*** Opening of Dataset records ***

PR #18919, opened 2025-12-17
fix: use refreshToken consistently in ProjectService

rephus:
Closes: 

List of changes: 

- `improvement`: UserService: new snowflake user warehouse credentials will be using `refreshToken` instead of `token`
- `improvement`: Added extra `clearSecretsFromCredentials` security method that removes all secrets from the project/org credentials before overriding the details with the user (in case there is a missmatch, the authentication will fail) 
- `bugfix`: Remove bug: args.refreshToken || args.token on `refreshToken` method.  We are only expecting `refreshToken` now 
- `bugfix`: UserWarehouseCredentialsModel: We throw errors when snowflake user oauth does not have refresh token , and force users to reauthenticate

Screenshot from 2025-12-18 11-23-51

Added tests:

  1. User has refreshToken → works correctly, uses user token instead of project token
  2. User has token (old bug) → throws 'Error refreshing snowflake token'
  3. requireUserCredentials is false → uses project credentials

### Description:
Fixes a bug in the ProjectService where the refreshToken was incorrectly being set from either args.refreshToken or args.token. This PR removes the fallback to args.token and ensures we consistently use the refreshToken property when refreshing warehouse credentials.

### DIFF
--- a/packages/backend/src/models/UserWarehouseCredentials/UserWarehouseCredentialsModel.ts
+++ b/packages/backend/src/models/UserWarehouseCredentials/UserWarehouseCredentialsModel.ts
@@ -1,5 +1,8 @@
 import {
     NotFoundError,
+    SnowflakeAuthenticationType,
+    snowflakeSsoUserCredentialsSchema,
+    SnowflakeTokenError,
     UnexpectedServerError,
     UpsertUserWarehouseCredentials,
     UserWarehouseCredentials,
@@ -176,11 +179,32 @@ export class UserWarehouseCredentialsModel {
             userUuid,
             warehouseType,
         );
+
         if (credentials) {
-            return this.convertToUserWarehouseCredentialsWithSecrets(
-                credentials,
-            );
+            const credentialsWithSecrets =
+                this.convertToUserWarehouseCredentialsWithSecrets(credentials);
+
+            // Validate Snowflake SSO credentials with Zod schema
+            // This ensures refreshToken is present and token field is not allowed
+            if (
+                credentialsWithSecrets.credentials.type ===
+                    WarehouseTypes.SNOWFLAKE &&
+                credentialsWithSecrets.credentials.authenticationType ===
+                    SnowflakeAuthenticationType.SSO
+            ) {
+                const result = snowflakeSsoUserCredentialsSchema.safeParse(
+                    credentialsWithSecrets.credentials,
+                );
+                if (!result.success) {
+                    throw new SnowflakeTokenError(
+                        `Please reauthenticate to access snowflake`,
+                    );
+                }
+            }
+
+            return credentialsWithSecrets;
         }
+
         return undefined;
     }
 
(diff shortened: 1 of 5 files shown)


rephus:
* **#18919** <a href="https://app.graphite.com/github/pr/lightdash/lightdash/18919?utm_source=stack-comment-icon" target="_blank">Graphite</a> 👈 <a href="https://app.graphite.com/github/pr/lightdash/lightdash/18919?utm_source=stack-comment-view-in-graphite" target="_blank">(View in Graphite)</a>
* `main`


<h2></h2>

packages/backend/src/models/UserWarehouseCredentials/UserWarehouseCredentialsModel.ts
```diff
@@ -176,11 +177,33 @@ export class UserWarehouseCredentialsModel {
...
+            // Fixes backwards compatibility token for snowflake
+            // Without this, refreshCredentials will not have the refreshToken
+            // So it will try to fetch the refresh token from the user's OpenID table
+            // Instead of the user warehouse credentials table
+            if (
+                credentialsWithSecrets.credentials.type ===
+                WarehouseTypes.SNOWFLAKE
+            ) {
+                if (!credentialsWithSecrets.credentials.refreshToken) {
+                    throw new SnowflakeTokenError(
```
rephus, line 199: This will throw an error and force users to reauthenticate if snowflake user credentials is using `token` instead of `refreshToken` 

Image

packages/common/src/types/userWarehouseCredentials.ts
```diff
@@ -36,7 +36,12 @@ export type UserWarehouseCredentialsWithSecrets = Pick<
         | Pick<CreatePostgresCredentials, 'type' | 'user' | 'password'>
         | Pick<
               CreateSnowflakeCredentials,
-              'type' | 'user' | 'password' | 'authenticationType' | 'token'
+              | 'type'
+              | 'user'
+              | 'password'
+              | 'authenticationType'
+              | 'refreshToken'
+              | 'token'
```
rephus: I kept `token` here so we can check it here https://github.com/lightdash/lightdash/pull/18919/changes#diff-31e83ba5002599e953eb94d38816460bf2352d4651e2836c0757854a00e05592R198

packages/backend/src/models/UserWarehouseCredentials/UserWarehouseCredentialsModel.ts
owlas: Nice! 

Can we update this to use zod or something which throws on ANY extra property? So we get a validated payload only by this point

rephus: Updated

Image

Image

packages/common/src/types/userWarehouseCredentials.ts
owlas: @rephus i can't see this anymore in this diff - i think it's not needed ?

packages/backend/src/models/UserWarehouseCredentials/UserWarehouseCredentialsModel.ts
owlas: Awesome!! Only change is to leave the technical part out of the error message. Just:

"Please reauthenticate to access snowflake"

*** Close of Dataset records ***

### Problem description
The answer should consist solely of the lines from the first line above through the one with "UserService: new snowflake", both included, repeated exactly.

### Exercise result
PR #18919, opened 2025-12-17
fix: use refreshToken consistently in ProjectService

rephus:
Closes: 

List of changes: 

- `improvement`: UserService: new snowflake user warehouse credentials will be using `refreshToken` instead of `token`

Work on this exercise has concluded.